4. Biological constructs
Authors should provide sequencing or functional data that validates the identity of their biological constructs (plasmids, fusion proteins, site-directed mutants, etc.) either in the manuscript text or the Methods section, as appropriate.
5. Sample purity
Evidence of sample purity is requested for each new compound. Methods for purity analysis depend on the compound class. For most organic and organometallic compounds, purity may be demonstrated by high-field1H NMR or 13C NMR data, although elemental analysis (±0.4%) is encouraged for small molecules. Quantitative analytical methods including chromatographic (GC, HPLC, etc.) or electrophoretic analyses may be used to demonstrate purity for small molecules and polymeric materials.
6. Spectral data
Detailed spectral data for new compounds should be provided in list form (see below) in the Methods section. Figures containing spectra generally will not be published as a manuscript figure unless the data are directly relevant to the central conclusions of the paper. Authors are encouraged to include high-quality images of spectral data for key compounds in the Supplementary Information. Specific NMR assignments should be listed after integration values only if they were unambiguously determined by multidimensional NMR or decoupling experiments. Authors should provide information about how assignments were made in a general Methods section.

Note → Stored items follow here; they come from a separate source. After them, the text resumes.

PR #568, opened 2021-07-13
8270376: Finalize API for memory copy

mcimadamore:
This patch ties up some loose ends with the MemoryCopy API, and it also prepares the ground for some other related refactorings in this area.

The meat of this patch is represented by the various changes in MemoryCopy, where all methods were renamed to simply `copy`, and the length parameter (now called `elementCount`) is always moved to the end.

I've also simplified naming of parameters, as I think distinguishing between `index` and `offset` is enough (e.g. an array has an index, a segment has an offset).

You will see that, at the very end of the class, three more copy methods have been added, which deal fully in terms of segments. I have also moved the complex layout-based memory segment copy operation (which does the swap) as a static method in this class, as I believe the static form makes the method more regular and usable.

I've made some changes to our uses of `copyFrom` in the linker, to use the new methods in `MemoryCopy` when the copy operation was performing slicing in the source/target segment, which I think makes the code more readable. Of course these changes are completely optional and could be omitted as well.

---------
### Progress

### Issue
 * [JDK-8270376](https://bugs.openjdk.java.net/browse/JDK-8270376): Finalize API for memory copy

### Reviewing

Checkout this PR locally: \
`$ git fetch https://git.openjdk.java.net/panama-foreign pull/568/head:pull/568` \
`$ git checkout pull/568`

`$ git checkout pull/568` \
`$ git pull https://git.openjdk.java.net/panama-foreign pull/568/head`

</details>

Checkout this PR locally: \
`$ git pr checkout 568`

`$ git pr show -t 568`

</details>

<a href="https://git.openjdk.java.net/panama-foreign/pull/568.diff">https://git.openjdk.java.net/panama-foreign/pull/568.diff</a>

</details>


mcimadamore:
You might ask if it still makes sense to keep `MemorySegment::copyFrom` (at least I have asked myself that :-) ). I think currently our API is not very consistent in terms of static vs. non-static boundaries. For instance, all the API to do memory access is defined in terms of static methods in the `MemoryAccess` class. For bulk copy, things are more convoluted, as there is now a static class `MemoryCopy`, but also instance methods in `MemorySegment`, such as `copyFrom`, but also `toXYZArray` (which is the dual case).

To add to the confusion, the SegmentAllocator interface also defines its own suite of allocator methods that can be used to set either a single value, or an array of values - this idiom is used to facilitate native interop code, so that one can do:

```
MemorySegment segment = allocator.allocateArray(C_FLOAT, new float[] { ... });
```
or:

```
MemorySegment segment = allocator.allocateArray(C_FLOAT, 4.0f);
```
And do memory allocation *and* initialization in a single shot.

Now, I believe that it is not realistic to think that we can put *all* of the `MemoryAccess` and `MemoryCopy` API as instance methods inside `MemorySegment`. While this works in `ByteBuffer` (although there are still quite a bit of methods), it fails to scale here, as:

* every operation needs an endianness-ful overload (meaning method size goes 2x)
* here we need (at least) a pair of bulk ops per carrier, while `ByteBuffer` only provides those for `byte[]`.

For these reasons, I still think that offloading dereference and copy methods on side classes is a good move, so that the `MemorySegment` API can remain relatively simple.

So, what should we do with instance methods like `copyFrom` and `toArray`? I think these methods do have a role in the API - which is that of facilitating transfer of data from and to the Java heap. For instance:

```
MemorySegment segment = MemorySegment.allocateNative(16)
                                                                          .copyFrom(new float [] { ... }); // from Java to native
...
float[] = segment.toFloatArray(); // from native to Java
```

The above feels like a common enough pattern when marshalling data structures in and out of the Java heap that, perhaps it still justifies the cost of inserting additional instance methods in the API. Another option would be to just provide more `allocateNative` factories:

```
MemorySegment segment = MemorySegment.allocateNative(16, new float [] { ... }); // from Java to native
...
float[] = segment.toFloatArray(); // from native to Java
```
While this is nice, if we go down this path we'd have to replicate everything inside `SegmentAllocator` (otherwise clients using `SegmentAllocator` would be worse off).

Overall, I believe the best course of action would be to:

1. introduce many `MemorySegment::copyFrom` instance, in a 1-1 with `MemorySegment::toXYZArray`
2. simplify the `SegmentAllocator` interface to just be about segment allocation (and leave initialization to other APIs)
3. for complex copy cases which do not fit in the simple `copyFrom` format, users will fallback to `MemoryCopy`

src/jdk.incubator.foreign/share/classes/jdk/internal/foreign/abi/SharedUtils.java
```diff
@@ -289,8 +290,7 @@ public static CLinker getSystemLinker() {
     public static String toJavaStringInternal(MemorySegment segment, long start) {
         int len = strlen(segment, start);
         byte[] bytes = new byte[len];
-        MemorySegment.ofArray(bytes)
-                .copyFrom(segment.asSlice(start, len));
+        MemoryCopy.copy(segment, start, MemorySegment.ofArray(bytes), 0, len);
```
uschindler, line 293: No need to wrap the byte array. Just use the other copy method taking byte[]. This spares another object allocation.

uschindler (changes requested):
Looks good. I have a minor change, because the string converter wraps the byte array instead of using the better fitting method signature taking byte array directly.

rose00:
I agree with these simplifications.  The previous iteration on naming was useful for hammering out the API, but it won't wear well:  It's too much like keeping the training wheels on the bike forever.

Also, yes, `MemoryCopy` should be right-sized to be about copies of various sorts, not just those that involve arrays only.  Perhaps there will be byte buffer copy routines added there in the future?   Perhaps, even, stream-like operations or scatter and gathers?  We don't have to decide this today, but having a suite of static methods for easy copying makes a lot of sense.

Example format for compound characterization data. mp: 100–102 °C (lit.ref 99–101 °C); TLC (CHCl3:MeOH, 98:2 v/v): Rf = 0.23; [α]D = -21.5 (0.1 M in n-hexane); 1H NMR (400 MHz, CDCl3): δ 9.30 (s, 1H), 7.55–7.41 (m, 6H), 5.61 (d, J = 5.5 Hz, 1H), 5.40 (d, J = 5.5 Hz, 1H), 4.93 (m, 1H), 4.20 (q, J = 8.5 Hz, 2H), 2.11 (s, 3H), 1.25 (t, J = 8.5 Hz, 3H); 13C NMR (125 MHz, CDCl3): δ 165.4, 165.0, 140.5, 138.7, 131.5, 129.2, 118.6, 84.2, 75.8, 66.7, 37.9, 20.1; IR (Nujol): 1765 cm-1; UV/Vis: λmax 267 nm; HRMS (m/z): [M]+ calcd. for C20H15Cl2NO5, 420.0406; found, 420.0412; analysis (calcd., found for C20H15Cl2NO5): C (57.16, 57.22), H (3.60, 3.61), Cl (16.87, 16.88), N (3.33, 3.33), O (19.04, 19.09).
7. Crystallographic data for small molecules
Manuscripts reporting new three-dimensional structures of small molecules from crystallographic analysis should include a .cif file and a structural figure with probability ellipsoids for publication as Supplementary Information. These must have been checked using the IUCR's CheckCIF routine, and a PDF copy of the output must be included with the submission, together with a justification for any alerts reported. Crystallographic data for small molecules should be submitted to the Cambridge Structural Database and the deposition number referenced appropriately in the manuscript. Full access must be provided on publication.
8. Macromolecular structural data
Manuscripts reporting new structures should contain a table summarizing structural and refinement statistics. Templates for such tables describing cryo-EM, NMR and X-ray crystallography data are available here. To facilitate assessment of the quality of the structural data, a stereo image of a portion of the electron density map (for crystallography papers) or of the superimposed lowest energy structures (>10; for NMR papers) should be provided with the submitted manuscript. If the reported structure represents a novel overall fold, a stereo image of the entire structure (as a backbone trace) should also be provided.
Competing financial interests
A competing financial interests statement is required for all content of the journal. This statement will be published at the end of all papers, whether or not a competing financial interest is reported.